# secret compartments?



## 8jmwoodie (Jan 2, 2014)

Looking for ideas and plans to make jewelry sized box with multiple secret compartments. bottom hidden areas seem straight forward but would like some more ideas to incorporate..
:big_boss:


----------



## pagedeveloper (Sep 17, 2014)

*Hidden Areas*



8jmwoodie said:


> Looking for ideas and plans to make jewelry sized box with multiple secret compartments. bottom hidden areas seem straight forward but would like some more ideas to incorporate..
> :big_boss:


What I would do is start with a false bottom, or maybe something that opened on the side to give you access to something. Have the lid be a little on the taller side, and have a slider to open and give you access to put a ring, or watch..


----------



## neville9999 (Jul 22, 2010)

Secret Drawers that pull out of the base are always good, but these drawers have to be locked in some way so that they don't just fly out if the box is shaken, the thing is that secret drawers don't really hide anything as they can steal the whole box and throw it on the floor to get it open, my advice, put the effort into making it as nice as you can. N


----------



## Gsamiotes (Aug 20, 2012)

You might want to check out the WoodWhisperer web site. If I remember correctly, he put together an article, or video on that subject a little while back.

Good luck.


----------



## WizardLV (Mar 28, 2014)

8jmwoodie said:


> Looking for ideas and plans to make jewelry sized box with multiple secret compartments. bottom hidden areas seem straight forward but would like some more ideas to incorporate..
> :big_boss:


Tons of YouTube Videos on this subject. In times gone by, furniture routinely contained hidden spaces, and boxes were no exception. Good luck!


----------



## DesertRatTom (Jul 3, 2012)

A false, lift out bottom using magnets imbedded in the box with a bit of steel on the false bottom would likely keep it closed. Make a small divider toward one end that can also be used as a lift out tab, which should make it a bit less obvious that its a false bottom. Another possibility is to add an extra layer of wood at the bottom shaped to be a base, but hollow it out to make a bit deeper hidden chamber. You could use a thick piece for a lid for a smaller hidden compartment. Use the magnets to hold the false lid in place. Not going to be much room. 

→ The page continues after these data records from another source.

PR #4887, opened 2026-07-22
⚡ Import icons by name to drop 4.76 MB from the bundle

joshbermanssw:
## TL;DR

`icon.tsx` shipped the entire ~3,300-icon Simple Icons set — **4.76 MB** — to every page, in order to render the single icon used on `/consulting/bots`. Replacing three `import * as` namespace imports with named imports of the 104 icons content actually references drops the largest chunk from **4.76 MB to 1.55 MB**.

## Why

Three compounding issues meant nothing could tree-shake:

```js
import * as SimpleIcons from "react-icons/si";                                  // 1. namespace import
export const IconOptions = { Tina, ...BoxIcons, ...SimpleIcons, ...CodeIcons }; // 2. spread
const IconSVG = IconOptions[name];                                              // 3. dynamic lookup
```

`import * as` opts out of named-import tree-shaking, the spread materialises every export into a runtime object, and the lookup is by a runtime string — so the bundler can never prove an icon is unused and has to keep all of them.

Actual usage across all of `content/`:

| Set | Used | Shipped |
|---|---|---|
| Si | **1** (`SiAudiobookshelf`) | entire set, 4.76 MB |
| Bi | 101 | entire set |
| Vsc | 2 | entire set |

## Verification

Production build (`next build`, exit 0):

- Largest chunk **4.76 MB → 1.55 MB**; no Simple Icons remain in `.next/static/chunks`.
- All 104 used icons still present and resolving (spot-checked `BiAbacus`, `BiCheckShield`, `SiAudiobookshelf`, `VscDashboard`, `VscCommentDiscussion`).
- All 104 names validated against the packages' declared exports, so a mistyped name fails the build rather than silently rendering nothing.

## Reviewer notes

- **The picker catalogue is now 104 icons.** `iconSelector` derives its list from `Object.keys(IconOptions)`, so editors browse only icons already in use; adding a new one means adding its named import. Deliberate call — only 3 non-Bi icons have ever been used across the whole site.
- **No visual change.** Everything currently referenced in content renders identically.
- **Remaining large chunks are out of scope.** The 1.55/1.14/1.09 MB chunks are the TinaCMS + Slate + CodeMirror editor stack reaching public pages via `useTina`; that's a separate piece of work.


isaaclombardssw (approved):
✅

None of that thwarts the thief who might just take the whole box. To disguise it a bit, you could put a musical movement in with leftover space for the hidden compartment. If the thief opens the box, it plays, which might have them pass it up. Personally, if I wanted a hidden compartment, I want it in a large piece of furniture that is not likely to be taken.


----------



## 8jmwoodie (Jan 2, 2014)

Thanks, I will


----------



## 8jmwoodie (Jan 2, 2014)

More just for fun with grankids..


----------



## Gaffboat (Mar 11, 2012)

8jmwoodie said:


> Looking for ideas and plans to make jewelry sized box with multiple secret compartments. bottom hidden areas seem straight forward but would like some more ideas to incorporate..
> :big_boss:


Secret compartments are always fun. How about a secret liner/false bottom. The apparent inside of the box is actually a separate piece that lifts entirely out. Planned well, it gives hidden spaces in the walls of the box as well as the bottom. 

Plus, how about adding some feet to the box so one (or more) can actually be used as a latch to lock the false interior (or bottom) in place? Turn the correct foot (or feet) 90º to unlock it. The box is for a kid? Oooh ... decorated with skull and crossbones or appropriate pirate stuff sounds cool. The lid decoration could also be a latch that opens a false top inside where a treasure map is hidden.

Bury a treasure somewhere and help the kids find it using the map. You'll keep having fun with this project for a long time. :yes4:


----------